Model choice matters. naver/splade-v3-doc was trained for raw-token queries. Its doc encoder compensates for the missing query expansion. A symmetric model like prithivida/Splade_PP_en_v1 still beats BM25 in IF mode, but costs ~2% NDCG@10, a real quality hit for a free speedup.

No query-time adaptation. The doc encoder must anticipate every useful expansion upfront. On truly novel terms (new drug names, recent product launches, breaking-news proper nouns), SPLADE-IF degrades toward BM25 behavior. Full SPLADE handles this better via query-time expansion.

Domain sensitivity. IF works best when vocabulary bridging is the core challenge and domain vocabulary is predictable (scientific, medical, legal). On e-commerce, where product titles already closely match query terms, document-side expansion helps less and the quality gap over BM25 narrows significantly.
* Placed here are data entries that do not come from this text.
PR #636, opened 2020-02-20
Random start_id by default

fsalomon:
I noticed that one of my devices (lumi.acpartner.mcn02) does not execute raw commands if they are sent with the same id. It answers ['ok'], but the desired action is not taken. So instead of starting with 1, this will start with a random id.

### DIFF
--- a/miio/philips_eyecare_cli.py
+++ b/miio/philips_eyecare_cli.py
@@ -105,6 +105,20 @@ def off(dev: miio.PhilipsEyecare):
 
 
 @cli.command()
+@pass_dev
+def eyecare_on(dev: miio.PhilipsEyecare):
+    """Turn eyecare on."""
+    click.echo("Eyecare on: %s" % dev.eyecare_on())
+
+
+@cli.command()
+@pass_dev
+def eyecare_off(dev: miio.PhilipsEyecare):
+    """Turn eyecare off."""
+    click.echo("Eyecare off: %s" % dev.eyecare_off())
+
+
+@cli.command()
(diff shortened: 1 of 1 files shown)


rytilahti:
Yes, this is a known problem and should be fixed, but random is not a good solution here. The reason is that some devices will (likely) require incrementing value for subsequent calls.

The original mirobo client (`vacuum_cli.py`) contains a very hacky way for saving the previously used `msgid`. The proper way would be to have a miiocli cache file for storing information about the known devices, including the last used msgid.

fsalomon:
I see. Well, my device (lumi.acpartner.mcn02) does not expect incremental ids. And I think if people are using the Xiaomi App in conjunction with this lib, incremental ids will fail anyways.

Would you agree that random ids are still a hell of a lot better than static ids? Would you agree that any devices that currently works with static ids will continue working with random ids?

If your answer to both questions with yes, this pull request should be merged.

rytilahti:
I'm not so sure that randomized IDs are going to be better.. Considering that there are so many different devices and likely implementations, it is hard to say if they keep working and I don't really want to get flooded with bug reports if something breaks.

fsalomon:
Hard to believe there could be any implementation _that_ messed up :-)

Should I make it a command line switch then? --randomid

rytilahti:
Fair enough, maybe `--randomize-msgid` flag defaulting (for the time being) to false? I'm just hesitant as I don't think saving that information per device into a cache would be that much more effort in the end. But I'll accept a PR adding a new flag to turn randomization, so feel free to go for it :-)

PR #643, opened 2020-03-15
Add fan_speed_presets() for querying available fan speeds

rytilahti:
This returns a dictionary {name, value} of the available fan speeds,
the main driver being the need to simplify homeassistant integrations for different devices.

For viomi vacuums this is currently straightforward and hard-coded, but we do special handling
for rockrobo devices (based on info() responses):

* If the query succeeds, newer firmware versions (3.5.7+) of v1 are handled as a special case,
  otherwise the new-style [100-105] mapping is returned.

* If the query fails, we fall back to rockrobo v1's percentage-based mapping.
  This happens, e.g., when the vacuum has no cloud connectivity.

Related to #523

Related downstream issues
https://github.com/home-assistant/core/pull/32821
https://github.com/home-assistant/core/issues/31268
https://github.com/home-assistant/core/issues/27268

### DIFF
--- a/miio/vacuum.py
+++ b/miio/vacuum.py
@@ -470,8 +470,8 @@ class Vacuum(Device):
         )
 
     @command()
-    def supported_fanspeeds(self) -> Dict[str, int]:
-        """Return dictionary containing supported fanspeeds."""
+    def fan_speed_presets(self) -> Dict[str, int]:
+        """Return dictionary containing supported fan speeds."""
         if self.model is None:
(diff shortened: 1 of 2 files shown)


rytilahti:
This has been tested now with the gen1 (old firmware) as well as Roborock S4 and S55 v2. Unfortunately no updates from anyone running gen1 with a newer firmware, but let's get this merged and released to finally fix the issue for non-gen1 users at least.

Issue #650, opened 2020-03-24
lumi.gateway.v3


miway80:
Hi guys,  

  I am starting with python, I already have token and the gateway ip but I don't know how to start my code, can somebody send me a example or explain me how can i access my gateway and see zigbee devices?

I found it, but i dont know how can i put token and ip and read zigbee goods, for example controller my  Plug = 11

Thanks in advance

rytilahti:
Unfortunately that part of the current gateway is not currently implemented, and it's waiting for someone to step in to do that.

If you are interested in digging in, there is some test code I used during the initial implementation in this commit: https://github.com/rytilahti/python-miio/pull/470/commits/57ff02898dc34f516705ab65c56c6524f71e6c8b

The command to access zigbee devices differs per device (`get_prop_plug` for the plug), which requires passing the device id in the payload. The current code does not allow doing this, so to make it work this needs to be adjusted (see #632). 

If your goal is to access raw zigbee pieces, `GatewayZigbee` class contains some (unimplemented) methods for commands that could allow doing it. I have no clue what are the parameters and how they work (if they even work), just writing this down here in case you or someone else comes up looking and is interested in that.

Long story short, there is no way to do that currently without code changes. To get started accessing the gateway and list the devices connected to it:
```
from miio import Gateway

gw = Gateway("192.168.123.123", "tokentokentoken")
print(gw.devices())
```

miway80:
Thank you very much for answer, i will check these posts and will try to connect to my gateway 
at least

rytilahti:
See https://github.com/rytilahti/python-miio/blob/master/miio/gateway.py#L27 - that lists the known subdevices. I'll create soon a PR to make it not crash but report an error during initialization, but until that you can simply modify that enum to contain that value.

starkillerOG:
@rytilahti I think this ons can also be closed since the issues discussed here are all fixed I think

rytilahti:
The device type of 65 is still unknown/not implemented, so I think this can remain open?

@miway80 could you please test your script with the current master, if it is otherwise working for you? Do you happen to know which device is the one that is causing the error?

miway80:
Sorry for later answer, but i tried and no get info, con the current master i get it

from miio import Gateway

gw = Gateway("192.168.123.123", "tokentokentoken")
print(gw.devices())


pi@rpi:~ $ python3 mi.py
Traceback (most recent call last):
  File "mi.py", line 1, in <module>
    from miio import Gateway
[...]

PR #651, opened 2020-03-25
Gateway raw_child_command

fsalomon:
This adds _raw_child_command_ to _gateway_ device that lets the user specify a child device's SID for the command. This is different from _raw_command_ because the SID is not a "param", it is a top-level key.

Example command (e.g. parent device is lumi.acpartner.v3, child device is lumi.relay.c2acn01):
`miiocli --debug gateway --ip 192.168.xxx.xxx --token xxxx raw_child_command lumi.xxxx toggle_ctrl_neutral "[\"channel_0\",\"on\"]"`

Also added two devices types `AqaraRelay = 54` (lumi.relay.c2acn01) and `AqaraSwitch2 = 135` (lumi.remote.b286acn01) and fixed a small bug related to kwargs

### DIFF
--- a/miio/miioprotocol.py
+++ b/miio/miioprotocol.py
@@ -8,7 +8,7 @@ import codecs
 import datetime
 import logging
 import socket
-from typing import Any, List
+from typing import Any, Dict, List
 
 import construct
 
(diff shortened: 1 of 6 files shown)


fsalomon:
Relate to #632 and #650.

Denser index, GPU required at index time. The asymmetric IF model produces ~14% more non-zeros per document than the full naver model (325 vs 286, see sparsity table above). Encoding also requires a GPU. Both are one-time costs for static corpora.

Key Takeaways

  • SPLADE-IF nearly matches full SPLADE quality. Within the same model family, dropping query-side inference costs only 0.0093 NDCG@10 (under 1.3% relative) while cutting query latency 13× (57ms → 4.3ms). Both beat BM25 by +3.5% NDCG@10 at essentially the same latency.
  • Use an asymmetric model. A symmetric model in IF mode still beats BM25, but costs ~2% NDCG@10 vs a model trained for it (naver/splade-v3-doc). If you're starting fresh, pick the asymmetric one.
  • The only real tradeoff is index time. Queries are free once indexed. The GPU cost at index time (83 docs/sec on A10G) is acceptable for static corpora. High-churn indexes need an async re-encoding pipeline.